The next article, by Vladimir Dobrenko, analyzes the role of the Soviet-dominated World Peace Council (WPC) in spreading false allegations in the early 1950s about the supposed use of biological warfare by U.S. troops in the Korean War. Seizing on spurious information purveyed by the People's Republic of China (PRC) and North Korea, the Soviet Politburo under Joseph Stalin authorized a wide-ranging disinformation campaign, which the WPC amplified and promoted around the world. The purpose, Dobrenko argues, was not only to bring obloquy upon the United States but also to discredit the recently created United Nations (UN), which through its Uniting for Peace resolution in the UN General Assembly in the fall of 1950 had endorsed the decision by a U.S.-led coalition of military forces to come to the defense of South Korea against North Korea's invasion. Soon after Stalin's death, his successors in Moscow repudiated the false allegations about the use of biological warfare, but the odious effects of the WPC's disinformation campaign persisted for decades in many parts of the world, not least because Chinese and North Korean propagandists (unlike their Soviet counterparts) continued to endorse the baseless charges they had concocted.

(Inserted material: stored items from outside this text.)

PR #321, opened 2023-06-09
Resist display

Algharna:
Damage resists show in battle, how much is resisted, for normal damage and for residuals. They show up in combat log as well
Centered some pages: view battles and combat logs
image

image
image
image


Algharna:
forgot a display. pulling for now

PR #322, opened 2023-06-09
Fix terms of service new layout

aumu1031:


terms.php
```diff
@@ -1 +1,33 @@
...
+
+if ($layout->key == "new_geisha") {
+    require($layout->headerModule);
+    echo $layout->heading;
+    require($layout->sidebarModule);
+    require($layout->topbarModule);
+    echo "<div id='content'>";
+} else {
+    $layout->renderStaticPageHeader('Terms of Service');
+}
```
levimeahan, line 23: Hmm why not move this logic inside `$layout->renderStaticPageHeader()`?

levimeahan (approved):

terms.php
aumu1031: `$layout->renderStaticPageHeader()` fits here functionally but the the sidebar and topbar aren't conceptually part of a "Static Page Header". For a proper conversion I assume we would want to put those modules into their own functions, but the existing functions for them (e.g. `renderSideMenu()`) are not used in the same order between the old and new layouts.

In the meantime I could modify `$layout->renderStaticPageHeader()` to the following and add necessary System/Player variables as optional parameters:

```
public function renderStaticPageHeader(string $page_title, ?System $system = null, ?User $player = null): void {
        if ($this->key == "new_geisha") {
            require($this->headerModule);
            echo $this->heading;
            require($this->sidebarModule);
            require($this->topbarModule);
            return;
        }
        echo $this->heading;
        echo $this->top_menu;
        echo $this->header;
        echo str_replace("[HEADER_TITLE]", $page_title, $this->body_start);
    }
```

PR #328, opened 2023-06-11
Update training_complete notification (hover), add initial user configuration

aumu1031:


templates/settings.php
```diff
@@ -89,6 +90,24 @@
                     </select>
                     <input type='submit' name='change_layout' value='Change' />
                 </form>
+                <?php if($player->layout == "new_geisha"): ?>
+                <label>Avatar Style</label>
+                <form action='<?=$system->router->getUrl('settings')?>' method='post'>
+                    <select name='avatar_style'>";
+                        <option value='round' <?=($avatar_style == "round" ? "selected='selected'" : "")?>>Round</option>
+                        <option value='four-point' <?=($avatar_style == "four-point" ? "selected='selected'" : "")?>>Four-Point</option>
```
levimeahan, line 98:
```suggestion
                        <option value='four-point' <?=($avatar_style == "four-point" ? "selected='selected'" : "")?>>Square</option>
```
I think people will know this more as "square" although we could also totally include a preview (especially when we add in more)

templates/settings.php
```diff
@@ -89,6 +90,24 @@
...
+                    <input type='submit' name='change_avatar_style' value='Change' />
+                </form>
+                <label>Sidebar Position (Coming Soon)</label>
+                <form action='<?=$system->router->getUrl('settings')?>' method='post'>
+                    <select name='sidebar_position'>";
+                        <option value='left' <?=($sidebar_position == "left" ? "selected='selected'" : "")?>>Left</option>
+                        <option value='right' <?=($sidebar_position == "right" ? "selected='selected'" : "")?>>Right</option>
+                    </select>
+                    <input type='submit' name='change_sidebar_position' value='Change' />
+                </form>
```
levimeahan, line 109: If this is coming soon and not out yet, can we lock behind a `if($system->environment == System::ENVIRONMENT_DEV)` check?

levimeahan (approved):
LGTM 🙌

PR #330, opened 2023-06-12
Add row locking, fix sidebar menu font, inbox

aumu1031:
- Add functions for start/commit/rollback transaction to System
- Add start transaction to all entry after System start
- Add commit to all exit
- Add rollback to all error
- Include System variable to toggle row locking
- Avoid touching specific files for now (register, password, paypal)


api/legacy_special_missions.php
```diff
@@ -6,13 +6,15 @@
...
 $system = new System();
+$system->startTransaction();
 $system->is_api_request = true;
 
 try {
     $player = Auth::getUserFromSession($system);
     $player->loadData();
 } catch(Exception $e) {
     echo json_encode(['logout' => true]);
+    $system->rollbackTransaction();
```
levimeahan, line 17:
```suggestion
    $system->rollbackTransaction();
    error_log($e->getMessage());
```

We should capture these errors in server logs so we can see them

api/notification.php
```diff
@@ -4,14 +4,15 @@
 require_once __DIR__ . "/../classes.php";
 
 $system = new System();
+$system->startTransaction();
```
levimeahan, line 7: Huh, wonder if we should just add this call to the constructor method of System (with a parameter to disable it if desired)

classes/System.php
```diff
@@ -340,6 +343,27 @@ public function db_fetch_all($result = false, ?string $id_column = null): array
...
 
+    public function startTransaction() {
+        if ($this->ENABLE_ROW_LOCKING) {
+            $this->query("START TRANSACTION;");
+            $this->in_db_transaction = true;
+        }
+    }
+
+    public function commitTransaction() {
+        if ($this->ENABLE_ROW_LOCKING) {
```
levimeahan, line 354:
```suggestion
        if ($this->ENABLE_ROW_LOCKING && $this->in_db_transaction) {
```

classes/System.php
```diff
@@ -340,6 +343,27 @@ public function db_fetch_all($result = false, ?string $id_column = null): array
...
+            $this->query("COMMIT;");
+            $this->in_db_transaction = false;
+        }
+    }
+    public function rollbackTransaction()
+    {
+        if ($this->ENABLE_ROW_LOCKING) {
```
levimeahan, line 361:
```suggestion
        if ($this->ENABLE_ROW_LOCKING && $this->in_db_transaction) {
```

manual.php
```diff
@@ -3,6 +3,7 @@
 
 require "classes/System.php";
 $system = new System();
+$system->rollbackTransaction();
```
levimeahan, line 6:
```suggestion
$system->startTransaction();
```

index.php
```diff
@@ -110,6 +111,7 @@
 				throw new Exception("Invalid password! <a href='./password_reset.php'>Forgot password?</a>");
 			}
 		} catch (Exception $e) {
+            $system->rollbackTransaction();
 			$system->message($e->getMessage());
```
levimeahan, line 115:
```suggestion
			$system->message($e->getMessage());
			error_log($e->getMessage());
```

levimeahan: Wonder if we should roll this into one system method, like we have `$system->error` right now, maybe it works or maybe we make a new method that just calls the three lines

```php
$system->rolbackTransaction();
error_log($error_message);
$system->message($error_message);
```

classes/API.php
```diff
@@ -7,7 +7,8 @@
 class API {
 
     #[NoReturn]
-    public static function exitWithError(string $message, array $debug_messages = []): void {
+    public static function exitWithError(string $message, array $debug_messages = [], System $system): void {
+        $system->rollbackTransaction();
```
levimeahan, line 11:
```suggestion
        $system->rollbackTransaction();
        error_log($message);
```

support.php
```diff
@@ -90,6 +91,7 @@
                 }
             }
         }catch (Exception $e) {
+            $system->rollbackTransaction();
```
levimeahan, line 94:
```suggestion
            $system->rollbackTransaction();
            error_log($e->getMessage());
```

support.php
```diff
@@ -157,6 +159,7 @@
                         throw new Exception("Error adding response!");
                     }
                 } catch (Exception $e) {
+                    $system->rollbackTransaction();
```
levimeahan, line 162:
```suggestion
                    $system->rollbackTransaction();
                    error_log($e->getMessage());
```

support.php
```diff
@@ -193,6 +196,7 @@
                         $system->message("Support closed.");
                     }
                 }catch (Exception $e) {
+                    $system->rollbackTransaction();
```
levimeahan, line 199:
```suggestion
                    $system->rollbackTransaction();
                    error_log($e->getMessage());
```

support.php
```diff
@@ -291,6 +295,7 @@
                 $system->message("Error creating support.");
             }
         }catch(Exception $e) {
+            $system->rollbackTransaction();
```
levimeahan, line 298:
```suggestion
            $system->rollbackTransaction();
            error_log($e->getMessage());
```

api/notification.php
aumu1031: We might want to be explicit for visibility since we're being explicit with `$system->commit/rollbackTransaction`?

levimeahan: Yeah, we could leave this for now. But we're pulling the commit into `API::exitWithData`. Maybe the way to go is to make an `API::init` method that returns the $system object with transaction started and `is_api_request` set to true

aumu1031: That approach makes sense. So roll this functionality into the API class:
```
$system = new System();
$system->startTransaction();
$system->is_api_request = true;
return $system;
```
and call this at the start of each API?
`$system = API::init();`

Follow-up PR okay?

levimeahan: Yup, sounds good!

PR #332, opened 2023-06-15
Chat 2.0, Map Objectives, API:init(), misc

aumu1031:


classes/Layout.php
aumu1031, line 1: Fixes hotbar position.

classes/chat/ChatManager.php
```diff
@@ -142,6 +150,45 @@ private function fetchPosts(?int $starting_post_id = null, int $max_posts = self
...
+            // Handle Quotes
+            $pattern = "/\[quote:\d+\]/";
+            $has_quote = preg_match_all($pattern, $post->message, $matches);
+            if ($has_quote) {
+                if ($allow_quote) {
+                    foreach ($matches[0] as $match) {
+                        // get chat post contents
+                        $pattern = "/\[quote:(\d+)\]/";
+                        preg_match($pattern, $match, $id);
+                        $quote = $this->fetchPosts($id[1], 1, false);
```
levimeahan, line 162:
```suggestion
                        $quote = $this->fetchPost($id[1]);
```
It gets a little contrived using the batch method to fetch one post, we should add a helper method like this or just inline the query here.

classes/chat/ChatManager.php
```diff
@@ -142,6 +150,45 @@ private function fetchPosts(?int $starting_post_id = null, int $max_posts = self
...
+                        if ($quote) {
+                            // if id match
+                            if ($quote[0]->id == $id[1]) {
+                                // format each entry in $quotes
+                                $formatted_quote = "<div class='quote_container'><a class='chat_user_name " . implode(' ', $quote[0]->user_link_class_names) . "' href='" . $this->system->router->getURL("members", ["user" => $quote[0]->user_name]) . "'>" . $quote[0]->user_name . "</a><div class='quote_message'>" . $quote[0]->message . "</div></div>";
+                                // run replace on $test using $matches as search and $quotes as replace
```
levimeahan, line 168: This is okay for now but I think we should move more in the direction of embedding display logic in the front end, detecting in the UI component when there's a `quote` tag and replacing it with our desired markup. 

We should also probably drop the current BBcode system and migrate to a completely front-end system using something like Markdown https://github.com/remarkjs/react-markdown, so we can take care of it then.

classes/chat/ChatManager.php
```diff
@@ -142,6 +150,45 @@ private function fetchPosts(?int $starting_post_id = null, int $max_posts = self
...
+                        }
+                    }
+                }
+                else {
+                    $post->message = str_replace($matches[0], "(...)", $post->message);
+                }
+            }
+
+            // Handle Mention
+            $pattern = "/@([^ \n\s]+)(?=[^A-Za-z0-9_]|$)/";
```
levimeahan, line 183: Have you tested which cases stop the username? I'm not sure if it's a regex101 problem but it suggests that non-word characters in the middle of the string would be included
image
image

classes/notification/NotificationAPIManager.php
```diff
@@ -163,6 +163,13 @@ public function getUserNotifications(): array
                         $notifications[] = NotificationDto::fromDb($row, $this->system->router->getUrl("inbox"));
                     }
                     break;
+                case "chat":
+                    if (false) {
```
levimeahan, line 167: Is this supposed to be some other condition, or are we saving for later?

classes/travel/ObjectiveLocation.php
```diff
@@ -0,0 +1,11 @@
+<?php
+
+class ObjectiveLocation {
```
levimeahan, line 3: What do you think about naming this `MapObjectiveLocation` just for slightly more clarity?

ui_components/src/chat/Chat_new.js
```diff
@@ -0,0 +1,385 @@
...
+    const [showMemeSelect, setShowMemeSelect] = React.useState(false);
+
+    /*$(document).on("click", ".meme_select", function () {
+        // Chat.val(Chat.val() + $(this).attr("data-code"));
+        $("#meme_modal").addClass("hidden");
+        $("#meme_toggle").text("+ Meme");
+    });
+    $(document).on("click", ".meme_toggle", function (e) {
+        $("#meme_modal").toggleClass("hidden");
+    });*/
```
levimeahan, line 203:
```suggestion
```

ui_components/src/chat/Chat_new.js
```diff
@@ -0,0 +1,385 @@
...
+    isModerator,
+    deletePost,
+    quotePost,
+    goToPreviousPage,
+    goToNextPage
+}) {
+    return (
+        <>
+            <div id="chat_navigation">
+                <div className="chat_navigation_divider_left"><svg width="100%" height="2"><line x1="0%" y1="1" x2="100%" y2="1" stroke="#4e4535" strokeWidth="1"></line></svg></div>
```
levimeahan, line 305:
```suggestion
                <div className="chat_navigation_divider_left">
                  <svg width="100%" height="2"><line x1="0%" y1="1" x2="100%" y2="1" stroke="#4e4535" strokeWidth="1"></line></svg>
                </div>
```

levimeahan: Style-wise, would be great to break these lines up a little bit between the container and contents

ui_components/src/chat/Chat_new.js
```diff
@@ -0,0 +1,385 @@
...
+                                    <a className='imageLink' href={post.reportLink}>
+                                        <img className='post_report' src='../images/v2/icons/report_hover.png' />
+                                    </a>
+                                </div>
+                            </div>
+                            <div className="post_timestamp">
+                                <div style={{ marginBottom: "2px" }}>{post.timeString}</div>
+                            </div>
+                        </div>
+                    </div>
```
levimeahan, line 378: This should all get split out into a `ChatPost` component

levimeahan (approved):

classes/notification/NotificationAPIManager.php
aumu1031: Yeah, there's no default case for when a chat message should be deleted so keeping this a placeholder.

In the future we may decide to use the time created or set duration and delete if too old?

classes/chat/ChatManager.php
aumu1031: Fixed in commit.

classes/travel/ObjectiveLocation.php
aumu1031: Changed in commit.

ui_components/src/chat/Chat_new.js
aumu1031: Marking as to-do.

classes/chat/ChatManager.php
aumu1031: Marking as to-do.

classes/chat/ChatManager.php
aumu1031: Marking as to-do.

aumu1031:
To-do:
`fetchPosts` -> `fetchPost`
Shift quote logic from server to front-end (react-markdown potentially)
Move chat post js into `ChatPost` component

PR #333, opened 2023-06-15
Bloodline resist display

Algharna:
Damage resists from bloodline now shows in battle, how much is resisted, for normal damage and for residuals, this displays in combat log as well.
Center aligned some pages: view battles, combat logs, gear
In battle:
image
Battle log
image


levimeahan (approved):
LGTM! Thanks for doing this

PR #337, opened 2023-06-17
Fix Chuunin Exam, misc fixes

aumu1031:
- Chuunin exam (remove deleted reference)
- Add training notification to ancient market
- Fix case on link to latest post
- Fix training display if timer goes negative
- Remove map location for "search" missions
- Fix mission notification display
- Prevent joining team mission if already on mission

### DIFF
--- a/pages/team.php
+++ b/pages/team.php
@@ -176,13 +176,17 @@ function team() {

The next article, by Andrew Kenealy, examines the reaction of the U.S. government, especially the U.S. embassy in Prague, to the events in Czechoslovakia and elsewhere in the Soviet bloc that culminated in the Velvet Revolution of November 1989. Drawing on declassified U.S. and Czechoslovak documents and memoirs, Kenealy takes issue with observers who have claimed that the U.S. embassy in Prague was slow and ham-handed in its response to the events of 1989. He finds that, on the contrary, U.S. Ambassador Shirley Temple Black and other senior U.S. embassy officials were adroit in encouraging far-reaching change in Czechoslovakia at a time when leaders of the KSČ were staunchly resisting any change. The onset of the “Velvet Revolution” in Czechoslovakia in mid-November 1989 enabled the embassy to use its ties with Czechoslovak dissidents and human rights activists to facilitate a remarkably swift and peaceful transformation of the country after mass protests began on 17 November. Although Ambassador Black and her staff were only “supporting actors” in the drama, the steps they took in 1989 were more skillful and effective than has been alleged by critics of U.S. policy.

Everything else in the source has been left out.